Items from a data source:
- - - - - - -

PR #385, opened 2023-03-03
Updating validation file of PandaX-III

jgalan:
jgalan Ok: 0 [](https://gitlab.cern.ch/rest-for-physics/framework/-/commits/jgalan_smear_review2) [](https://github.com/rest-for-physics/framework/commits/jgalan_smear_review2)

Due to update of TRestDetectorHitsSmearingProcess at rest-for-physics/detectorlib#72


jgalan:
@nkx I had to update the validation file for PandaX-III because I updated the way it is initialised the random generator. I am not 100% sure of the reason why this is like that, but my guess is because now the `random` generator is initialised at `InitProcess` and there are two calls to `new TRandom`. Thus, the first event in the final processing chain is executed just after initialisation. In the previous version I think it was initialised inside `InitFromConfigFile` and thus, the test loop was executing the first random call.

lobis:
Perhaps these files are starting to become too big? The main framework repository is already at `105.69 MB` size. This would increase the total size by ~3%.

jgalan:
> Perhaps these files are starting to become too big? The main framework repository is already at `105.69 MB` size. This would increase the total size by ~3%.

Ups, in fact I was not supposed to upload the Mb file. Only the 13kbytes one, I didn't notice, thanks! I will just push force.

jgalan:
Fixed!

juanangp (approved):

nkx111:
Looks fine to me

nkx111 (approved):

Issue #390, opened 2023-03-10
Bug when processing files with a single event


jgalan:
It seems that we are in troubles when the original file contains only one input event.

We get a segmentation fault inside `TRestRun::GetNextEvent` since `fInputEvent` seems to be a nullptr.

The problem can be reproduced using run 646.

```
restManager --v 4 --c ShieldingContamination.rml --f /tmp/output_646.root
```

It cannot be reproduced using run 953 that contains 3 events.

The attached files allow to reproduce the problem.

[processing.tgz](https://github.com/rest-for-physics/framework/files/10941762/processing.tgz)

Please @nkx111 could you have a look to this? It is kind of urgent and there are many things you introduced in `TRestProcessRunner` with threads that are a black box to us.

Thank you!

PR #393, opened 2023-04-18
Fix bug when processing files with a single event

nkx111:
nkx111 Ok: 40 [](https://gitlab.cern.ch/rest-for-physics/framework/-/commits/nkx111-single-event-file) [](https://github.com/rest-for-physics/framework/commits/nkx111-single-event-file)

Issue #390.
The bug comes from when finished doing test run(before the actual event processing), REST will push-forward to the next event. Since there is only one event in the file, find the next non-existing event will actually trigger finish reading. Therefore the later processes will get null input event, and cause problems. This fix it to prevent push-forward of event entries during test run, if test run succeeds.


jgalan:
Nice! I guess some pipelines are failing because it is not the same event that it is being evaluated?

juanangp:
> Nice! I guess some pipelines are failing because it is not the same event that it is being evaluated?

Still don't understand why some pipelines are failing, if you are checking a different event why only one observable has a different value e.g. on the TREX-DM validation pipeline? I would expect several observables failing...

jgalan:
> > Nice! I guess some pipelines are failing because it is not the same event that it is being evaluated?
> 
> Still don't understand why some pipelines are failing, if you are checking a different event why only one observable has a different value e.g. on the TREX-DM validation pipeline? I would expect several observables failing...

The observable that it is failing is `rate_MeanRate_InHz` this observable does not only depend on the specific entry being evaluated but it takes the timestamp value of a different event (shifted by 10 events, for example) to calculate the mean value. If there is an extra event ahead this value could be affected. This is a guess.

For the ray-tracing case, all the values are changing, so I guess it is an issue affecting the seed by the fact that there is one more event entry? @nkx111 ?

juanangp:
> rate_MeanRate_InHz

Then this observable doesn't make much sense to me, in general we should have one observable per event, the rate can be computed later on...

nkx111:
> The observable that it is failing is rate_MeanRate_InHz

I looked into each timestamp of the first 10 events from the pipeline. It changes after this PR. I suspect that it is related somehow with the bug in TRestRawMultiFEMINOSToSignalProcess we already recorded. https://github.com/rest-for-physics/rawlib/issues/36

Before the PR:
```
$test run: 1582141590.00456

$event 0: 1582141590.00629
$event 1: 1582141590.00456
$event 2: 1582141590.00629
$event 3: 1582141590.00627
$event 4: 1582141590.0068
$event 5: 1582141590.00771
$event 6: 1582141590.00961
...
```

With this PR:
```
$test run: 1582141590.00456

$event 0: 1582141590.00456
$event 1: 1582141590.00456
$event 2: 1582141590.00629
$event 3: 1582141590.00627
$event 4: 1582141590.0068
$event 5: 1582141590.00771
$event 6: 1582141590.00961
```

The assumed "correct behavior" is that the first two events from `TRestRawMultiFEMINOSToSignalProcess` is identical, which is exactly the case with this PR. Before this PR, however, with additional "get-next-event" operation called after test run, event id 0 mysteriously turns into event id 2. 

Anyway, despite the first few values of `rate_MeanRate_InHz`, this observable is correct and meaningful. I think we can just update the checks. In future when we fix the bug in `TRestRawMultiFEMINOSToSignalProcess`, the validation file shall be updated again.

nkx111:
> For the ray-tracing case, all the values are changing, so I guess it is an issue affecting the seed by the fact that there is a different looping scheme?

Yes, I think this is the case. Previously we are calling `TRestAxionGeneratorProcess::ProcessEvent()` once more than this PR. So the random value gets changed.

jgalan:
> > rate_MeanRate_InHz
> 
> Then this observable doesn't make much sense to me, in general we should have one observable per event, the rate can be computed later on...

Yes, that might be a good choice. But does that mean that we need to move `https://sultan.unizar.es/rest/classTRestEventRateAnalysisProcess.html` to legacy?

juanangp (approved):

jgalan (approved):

- - - - - - -

Work request:
Copy out every line of the entries where the string "fact" shows up.

Completed exercise:
Ups, in fact I was not supposed to upload the Mb file. Only the 13kbytes one, I didn't notice, thanks! I will just push force.
For the ray-tracing case, all the values are changing, so I guess it is an issue affecting the seed by the fact that there is one more event entry? @nkx111 ?
> For the ray-tracing case, all the values are changing, so I guess it is an issue affecting the seed by the fact that there is a different looping scheme?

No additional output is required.